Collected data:
=== Begin Enclosure ===

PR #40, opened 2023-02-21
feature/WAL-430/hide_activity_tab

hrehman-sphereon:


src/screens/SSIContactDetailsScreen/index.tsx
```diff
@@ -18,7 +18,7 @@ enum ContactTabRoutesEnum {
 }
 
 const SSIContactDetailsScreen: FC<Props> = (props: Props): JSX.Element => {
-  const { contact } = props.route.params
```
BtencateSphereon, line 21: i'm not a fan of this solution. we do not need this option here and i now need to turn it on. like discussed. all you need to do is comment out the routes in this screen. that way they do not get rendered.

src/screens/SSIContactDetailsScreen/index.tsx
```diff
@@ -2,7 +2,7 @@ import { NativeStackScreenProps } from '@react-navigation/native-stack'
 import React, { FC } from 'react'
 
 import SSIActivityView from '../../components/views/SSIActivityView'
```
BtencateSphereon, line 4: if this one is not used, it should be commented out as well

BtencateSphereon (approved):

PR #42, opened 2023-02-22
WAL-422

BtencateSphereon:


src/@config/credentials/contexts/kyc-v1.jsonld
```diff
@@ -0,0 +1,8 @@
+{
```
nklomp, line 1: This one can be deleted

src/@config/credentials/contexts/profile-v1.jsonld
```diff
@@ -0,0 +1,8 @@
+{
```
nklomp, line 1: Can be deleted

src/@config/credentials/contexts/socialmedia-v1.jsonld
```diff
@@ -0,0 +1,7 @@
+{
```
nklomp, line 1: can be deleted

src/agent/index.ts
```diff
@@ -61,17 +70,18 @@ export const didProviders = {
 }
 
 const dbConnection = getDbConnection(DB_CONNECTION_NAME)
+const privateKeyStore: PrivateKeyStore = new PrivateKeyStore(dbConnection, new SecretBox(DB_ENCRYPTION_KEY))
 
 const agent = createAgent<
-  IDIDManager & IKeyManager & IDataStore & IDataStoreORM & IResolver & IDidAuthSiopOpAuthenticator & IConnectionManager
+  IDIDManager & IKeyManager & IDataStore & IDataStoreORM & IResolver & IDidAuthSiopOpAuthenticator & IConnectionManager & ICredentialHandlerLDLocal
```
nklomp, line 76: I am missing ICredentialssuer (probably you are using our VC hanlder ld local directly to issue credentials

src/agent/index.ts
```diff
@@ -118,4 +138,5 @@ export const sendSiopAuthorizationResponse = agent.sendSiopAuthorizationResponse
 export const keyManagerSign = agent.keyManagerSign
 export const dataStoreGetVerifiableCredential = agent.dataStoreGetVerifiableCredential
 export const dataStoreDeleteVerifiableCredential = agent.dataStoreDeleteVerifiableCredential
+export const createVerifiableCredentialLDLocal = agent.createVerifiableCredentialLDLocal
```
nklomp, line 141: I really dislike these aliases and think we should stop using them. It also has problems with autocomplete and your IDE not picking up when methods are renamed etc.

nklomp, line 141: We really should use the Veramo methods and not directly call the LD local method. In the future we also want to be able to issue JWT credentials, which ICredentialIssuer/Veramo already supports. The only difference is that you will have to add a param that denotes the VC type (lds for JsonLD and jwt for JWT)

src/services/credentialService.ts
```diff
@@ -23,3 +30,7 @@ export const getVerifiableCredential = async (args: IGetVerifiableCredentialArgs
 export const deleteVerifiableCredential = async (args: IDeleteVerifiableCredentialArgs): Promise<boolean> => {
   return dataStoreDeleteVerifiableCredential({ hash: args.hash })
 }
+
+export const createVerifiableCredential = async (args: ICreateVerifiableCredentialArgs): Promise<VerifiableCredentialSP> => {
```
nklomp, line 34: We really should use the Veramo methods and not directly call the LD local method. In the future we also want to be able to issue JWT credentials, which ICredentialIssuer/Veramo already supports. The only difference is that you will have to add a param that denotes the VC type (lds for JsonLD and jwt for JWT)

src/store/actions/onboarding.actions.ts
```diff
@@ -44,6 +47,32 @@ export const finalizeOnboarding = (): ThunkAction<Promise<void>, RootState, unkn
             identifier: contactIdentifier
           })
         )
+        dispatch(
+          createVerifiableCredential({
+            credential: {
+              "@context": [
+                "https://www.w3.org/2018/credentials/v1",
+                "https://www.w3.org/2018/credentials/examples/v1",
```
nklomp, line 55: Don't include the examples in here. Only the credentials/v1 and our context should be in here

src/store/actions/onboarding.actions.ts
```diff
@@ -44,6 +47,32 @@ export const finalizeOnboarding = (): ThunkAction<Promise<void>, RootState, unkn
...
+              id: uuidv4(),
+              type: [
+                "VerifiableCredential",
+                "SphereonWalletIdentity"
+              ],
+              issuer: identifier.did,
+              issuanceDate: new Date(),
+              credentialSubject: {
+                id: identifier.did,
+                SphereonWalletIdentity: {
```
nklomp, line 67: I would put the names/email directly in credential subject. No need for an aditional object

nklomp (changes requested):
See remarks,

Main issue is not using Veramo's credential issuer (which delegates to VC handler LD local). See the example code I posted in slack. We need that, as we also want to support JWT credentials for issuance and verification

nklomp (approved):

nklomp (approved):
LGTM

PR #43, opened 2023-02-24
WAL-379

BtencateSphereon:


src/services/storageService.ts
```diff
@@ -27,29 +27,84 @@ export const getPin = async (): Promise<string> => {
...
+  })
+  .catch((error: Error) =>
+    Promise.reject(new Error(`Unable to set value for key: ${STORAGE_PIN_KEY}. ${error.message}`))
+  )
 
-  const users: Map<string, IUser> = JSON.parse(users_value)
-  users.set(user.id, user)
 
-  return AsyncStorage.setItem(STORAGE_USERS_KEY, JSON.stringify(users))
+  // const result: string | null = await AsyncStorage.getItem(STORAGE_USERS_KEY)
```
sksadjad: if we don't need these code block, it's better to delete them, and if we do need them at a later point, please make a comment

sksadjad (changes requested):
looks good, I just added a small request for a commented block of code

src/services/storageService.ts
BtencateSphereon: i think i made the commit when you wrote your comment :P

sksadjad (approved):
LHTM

=== End Enclosure ===

> **Exercise goal**: Working through the records, find each line containing the word "ICredentialIssuer" and copy it.

> **Completed exercise**:
nklomp, line 141: We really should use the Veramo methods and not directly call the LD local method. In the future we also want to be able to issue JWT credentials, which ICredentialIssuer/Veramo already supports. The only difference is that you will have to add a param that denotes the VC type (lds for JsonLD and jwt for JWT)
nklomp, line 34: We really should use the Veramo methods and not directly call the LD local method. In the future we also want to be able to issue JWT credentials, which ICredentialIssuer/Veramo already supports. The only difference is that you will have to add a param that denotes the VC type (lds for JsonLD and jwt for JWT)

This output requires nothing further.